I can see this being useful in a home situation as well. I have a crazy amount of pictures and pretty lazy attempt at a backup solution. I'd be willing to bet it would save me 100GBs of the TB worth of data I have.

bulk
bulk

for quite a few releases. It's known as "single-Instance Store" and was, I believe, around in W2K3 server times. As far as I know, it's not a bought-in or third-party solution. It only ever appeared as "Windows Storage Server" and was sold as an OEM to hardware vendors offering NAS-like storage boxes. With Windows Server 2008R2 it's just an extra DVD containing the feature (or role, I don't remember) that you install after a normal server installation.
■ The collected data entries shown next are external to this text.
PR #619, opened 2023-04-24
feat: simplify composing providers, add ModalContext, use it same way as in Cloud

rangoo94:
## Changes

- simplify composing providers, so the Git diffs will be much smaller
- extract global modal mechanism to `ModalContext`
- use it for same feature as in Cloud version (in future it could be used in all such situations)

## Fixes

- part of https://github.com/kubeshop/testkube/issues/3695

## How to test it

-

## screenshots

-

## Checklist

- [x] tested locally
- [ ] added new dependencies
- [ ] updated the docs
- [ ] added a test

### DIFF
--- a/src/App.tsx
+++ b/src/App.tsx
@@ -23,6 +23,7 @@ import {Sider} from '@organisms';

I'm running it on my main data server, which has duplicated music, photo and image files and it seems to work well. I've simply "forgotten it's there". RS

ChrisHyche@AlabamaOne.Org
ChrisHyche@AlabamaOne.Org

Windows Home Server 1 has dedup. Though it is just in the backup system and not a whole file system.

pgit
pgit

I do tweak some systems for musicians that have many TB of data, I suppose I could consider them a "home" type system, they're just playing with it because they can. I'm pretty sure a few folks I know have a substantial enough data set to warrant looking into this. One problem off the top of my head is the people I can think of that have a ton of music, movies or what have you, are running Linux :p I will dork with this in the lab and at least get myself familiar.

SmartyParts
SmartyParts

Block-level Deduplication is far more efficient. We see about an 18% dedup level on SIS stores at our office. Testing with Block Level Dedup on a VMware storage NAS is hititng 90%+. Note this testing was with OpenDeDup, not the windows solution, but I feel the results should be similar.